私は一瞬何が起きたのか分からず、混乱していました。対峙していたAさんと先生の間にそれ以上の遣り取りがあったのか無かったのか、全く記憶に無いのですが、Aさんが悔しげな表情で立ち尽くしていたのは憶えています。しかし、結局先生は自分の意見を通してしまいました。

その時は、何とか収まってよかった、という気持ちしかありませんでした。

 

翌日、さすがに悪いと思ったのか、先生はAさんに「昨日は叩いて済まなかった」と謝りました。「でもAも頑なすぎたんじゃないか。譲ることだって大切なんだぞ」と付け加えながら…。

しかし、彼女は再び「私は正しい事を言っただけです。だから、譲ることなんて出来ません」と、はっきりと言いました。

処置なしと思ったのか、先生はAさんを少し睨み、それ以上は何も言いませんでした。

私ならどうだろう、臆病者だからまず先生には逆らえない。でも万一そのような状況になったら、翌日から学校に行けなかったかもしれない、と思います。

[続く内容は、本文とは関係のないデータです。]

Issue #8181, opened 2020-02-24
Change LABELS command in plugins.D language


mfundul:
##### Feature idea summary

Change the LABEL and OVERWRITE commands in plugins.D and streaming.

This will require another change in the streaming protocol version.

##### Analysis

Right now in the common language, one needs to send a list of `LABEL` commands followed by an
`OVERWRITE` to effectively set a set of host labels. For example:

```
LABEL "colour" = 1 "blue"
LABEL "colour" = 0 "red"
OVERWRITE labels
```

This implies a `HOST` and the way it is right now it can't be extended to support charts and dimensions without breaking compatibility.

Moreover, given that we define a metadata object as a set of labels, we don't need an "update" command in the language. What we should have is an object definition with some immutable labels. If someone wants to change the labels it should be a new object.

A simple way to support labels for arbitrary objects is for the `LABEL` to precede object definitions. This avoids the need for an `OVERWRITE` command. Moreover, we need to remove the "source" field of the existing `LABEL` command since by the time this command is streamed, or dumped into the log the priority resolution has already taken place and we know which key-value pair of the ones conflicting on the same key prevailed.

The new format will be:
```
LABEL key value
```

Precedes an object definition (`HOST`, `CHART` or `DIMENSION`, only hosts are supported initially). The number of labels attached to an object depend on the number of `LABEL` commands that preceded the object definition.

example:
```
LABEL "colour" "blue"
LABEL "length" "5"
HOST 00000000:0000:0000:0000:00000000001 mechani.se registry.netdata.cloud 5 Linux UTC 'tag1="value1"'
```

##### Steps

- Implement functions to parse the new syntax.
- Ensure backwards compatibility with the streaming protocol.
- Cover cases:
   1. Master has old protocol - Slave has new protocol
   2. Slave has old protocol - Master has new protocol
   3. Master and Slave have same `LABEL` protocol version

PR #9078, opened 2020-05-17
Add Metadata log files

### LINKED ISSUE #8183: Add metadata log context and log files
##### Enabler description

Add [metadata log](https://github.com/netdata/docs/blob/master/architecture/agent/db/database-log-format-pros-cons.md) threads, implement log file logic in append only manner.

No clean-up or log replay possible at this point. The needed data structures in the agent that would allow those operations don't exist yet.

Introduce the backwards compatible extensions to the `plugins.D` language, but only for flushing. No code will be added to the parsing code in `plugins_d.c`. This is the same situation as what streaming does with`rrdpush.c`. Parsing always goes to `plugins_d.c` but flushing is handled by the context of the producer.

- The metadata log files are next to the dbengine instance datafiles/journalfiles.
- The metadata log depends on the corresponding instance having been set-up beforehand.

- At all host/chart/dimension creation update points in the code write the plugins.D command lines to the metadata log files.

###### Acceptance criteria

* Check approval.
* A logfile that shows metadata operations in the new plugins.d protocol.

mfundul:
##### Summary
Fixes #8183 
##### Component Name
database
daemon
##### Test Plan

View the contents of the metadata log files as they are appended with a command such as:
```
tail -f /var/cache/netdata/dbengine/metadatalog-00001-00001.mlf | strings
```

##### Additional Information

Add metadata log threads, implement log file logic in append only manner.

No clean-up or log replay possible at this point. The needed data structures in the agent that would allow those operations don't exist yet.


database/engine/metadata_log/logfile.h
```diff
@@ -0,0 +1,77 @@
...
+extern int destroy_metadata_logfile(struct metadata_logfile *metalogfile);
+extern int create_metadata_logfile(struct metadata_logfile *metalogfile);
+extern int load_metadata_logfile(struct metalog_instance *ctx, struct metadata_logfile *logfile);
+extern void init_metadata_record_log(struct metalog_instance *ctx);
+extern int add_new_metadata_logfile(struct metalog_instance *ctx, unsigned tier, unsigned fileno);
+extern int init_metalog_files(struct metalog_instance *ctx);
+extern void finalize_metalog_files(struct metalog_instance *ctx);
+
+
+#endif /* NETDATA_LOGFILE_H */
```
stelfrag, line 77: Complains about `no newline` at the end of file :smile:

database/engine/metadata_log/metadatalogapi.h
```diff
@@ -0,0 +1,18 @@
...
+extern void metalog_commit_update_chart(RRDSET *st);
+extern void metalog_commit_delete_chart(RRDSET *st);
+extern void metalog_commit_update_dimension(RRDDIM *rd);
+extern void metalog_commit_delete_dimension(RRDDIM *rd);
+
+/* must call once before using anything */
+extern int metalog_init(struct rrdengine_instance *rrdeng_parent_ctx);
+extern int metalog_exit(struct metalog_instance *ctx);
+
+#endif /* NETDATA_METADATALOGAPI_H */
```
stelfrag, line 18: Newline here as well :exploding_head:

configure.ac
```diff
@@ -420,6 +420,9 @@ fi
 AC_MSG_RESULT([${enable_dbengine}])
 AM_CONDITIONAL([ENABLE_DBENGINE], [test "${enable_dbengine}" = "yes"])
 
+AC_DEFINE([ENABLE_METADATALOG], [1], [netdata metadata log])
```
amoss, line 423: Why do we have this? Won't it be switched on all the time...

mfundul: Yes, it's a leftover, it should go away.

mfundul: Wait, it's not there, it was the initial commit. You can look at the final version to make sure.

mfundul: Branch mess. Let me rebase first.

database/engine/metadata_log/metadatalogapi.c
```diff
@@ -0,0 +1,290 @@
...
+    metalog_commit_record(ctx, buffer, METALOG_COMMIT_DELETION_RECORD);
+}
+
+void metalog_commit_update_host(RRDHOST *host)
+{
+    struct metalog_instance *ctx;
+    BUFFER *buffer;
+
+    /* Metadata are only available with dbengine */
+    if (!host->rrdeng_ctx)
```
amoss, line 33: The lock in L39 below guards against the read accesses to the host for the sprintf but not this or L36.

mfundul: This code has been taken from streaming. The host lock is primarily protects the list of charts. Moreover, it has been use to protect the list of labels when labels were added and in some cases to protect some writeable fields in the host structure.

However, most of those things are not 100% safe as we proved when we crashed the agent. The immutable values however are never protected in the current locking scheme. One thing that never changes is exactly what is in L36 which is `host->rrdeng_ctx->metalog_ctx`.

This is a way too big discussion to have but I would argue that protecting L36 and many more like it does not give any protection with the way things are currently.

database/engine/metadata_log/metadatalogapi.c
```diff
@@ -0,0 +1,290 @@
...
+                   default_rrd_update_every,
+                   host->os,
+                   host->timezone,
+                   (host->tags) ? host->tags : "");
+
+    netdata_rwlock_rdlock(&host->labels_rwlock);
+    struct label *labels = host->labels;
+    while (labels) {
+        buffer_sprintf(buffer
+            , "LABEL \"%s\" = %d %s\n"
```
amoss, line 57: The `%s` should be quoted as `"%s"`.

amoss: I don't think that you need the `label_source`

database/engine/metadata_log/metadatalogapi.c
```diff
@@ -0,0 +1,290 @@
...
+            , labels->key
+            , (int)labels->label_source
+            , labels->value);
+
+        labels = labels->next;
+    }
+    netdata_rwlock_unlock(&host->labels_rwlock);
+
+    buffer_strcat(buffer, "OVERWRITE labels\n");
```
amoss, line 66: As a note - I don't think we are required to match the streaming implementation of this.

database/engine/metadata_log/metadatalog.c
```diff
@@ -0,0 +1,342 @@
...
+    mlf_flush_records_buffer(wc);
+}
+
+#define MAX_CMD_BATCH_SIZE (256)
+
+void metalog_worker(void* arg)
+{
+    struct metalog_worker_config *wc = arg;
+    struct metalog_instance *ctx = wc->ctx;
+    uv_loop_t* loop;
```
amoss, line 229: Why the heap instead of the stack?

database/engine/metadata_log/metadatalogapi.c
```diff
@@ -0,0 +1,290 @@
...
+ * Returns 0 on success, negative on error
+ */
+int metalog_init(struct rrdengine_instance *rrdeng_parent_ctx)
+{
+    struct metalog_instance *ctx;
+    int error;
+
+    rrdeng_parent_ctx->metalog_ctx = ctx = callocz(1, sizeof(*ctx));
+
+    ctx->max_disk_space = 32 * 1048576LLU;
```
amoss, line 240: This should be configurable

database/engine/metadata_log/metadatalogapi.c
mfundul: This is copy-paste from streaming for now. We will fix the `LABEL` command in https://github.com/netdata/netdata/issues/8181 as you're saying.

database/engine/metadata_log/metadatalogapi.c
mfundul: Yes, you are right, we will fix this in https://github.com/netdata/netdata/issues/8181

database/engine/metadata_log/metadatalogapi.c
mfundul: We will implement this during compaction.

database/engine/metadata_log/metadatalog.c
mfundul: This is just following the best practices of `test/` code in libuv repo. There is no real reason behind this.

database/engine/metadata_log/metadatalogprotocol.h
```diff
@@ -0,0 +1,50 @@
...
+#define METALOG_OTHER               (3) /* reserved */
+
+/*
+ * Metadata log record header
+ */
+struct rrdeng_metalog_record_header {
+    /* when set to STORE_PADDING jump to start of next block */
+    uint8_t type;
+
+    uint32_t reserved; /* reserved for future use */
```
amoss, line 38: This doesn't work well for either forward or backward compatibility, change it to a header_len field instead.

mfundul: I'm not keeping those yeah. We'll have to see a little bit later how I'll shape this, I'm not sure what I'm going to need yet.

database/engine/metadata_log/logfile.c
```diff
@@ -0,0 +1,482 @@
...
+    unsigned pos, size;
+    struct metadata_logfile *metalogfile;
+
+    if (unlikely(NULL == ctx->records_log.buf || 0 == ctx->records_log.buf_pos)) {
+        return;
+    }
+    /* care with outstanding records when switching metadata log files */
+    metalogfile = ctx->metadata_logfiles.last;
+
+    io_descr = mallocz(sizeof(*io_descr));
```
amoss, line 52: Does this leak? (I can't find the free)

amoss: Ah no - there it is in the callback :)

amoss:
This is inside the log:
```
HOST "7afcb008-99d6-11ea-bd72-0242ac110002" "fba9008562ca" "fba9008562ca" 1 "linux" "Etc/UTC" ""LABEL "_os_name" = 0 unknown
```

The extra quote looks wrong: `""LABEL`

mfundul:
> 
> 
> This is inside the log:
> 
> ```
> HOST "7afcb008-99d6-11ea-bd72-0242ac110002" "fba9008562ca" "fba9008562ca" 1 "linux" "Etc/UTC" ""LABEL "_os_name" = 0 unknown
> ```
> 
> The extra quote looks wrong: `""LABEL`

You're right. Just added a new line character.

彼女はたった一人で戦い、自分の姿勢を崩さなかった。保身のために彼女を庇わなかった私は、なんという生ずるい人間でしょう。

中学卒業後彼女には会っていませんが、ずっと正しい道を歩き、きっと明るい家庭を築いているのではないか、と想像しています。

あの時の彼女に、恥ずかしい事に、私はいまだに追い着く事が出来ません。

 

実は、この話には後日談があります。絵を提出した少し後、B君の作品が、なんと、金賞に選ばれ、絵を持った彼の写真は、地方紙に大きく掲載されました。

でも、彼の顔は、ちっとも嬉しそうではありませんでした。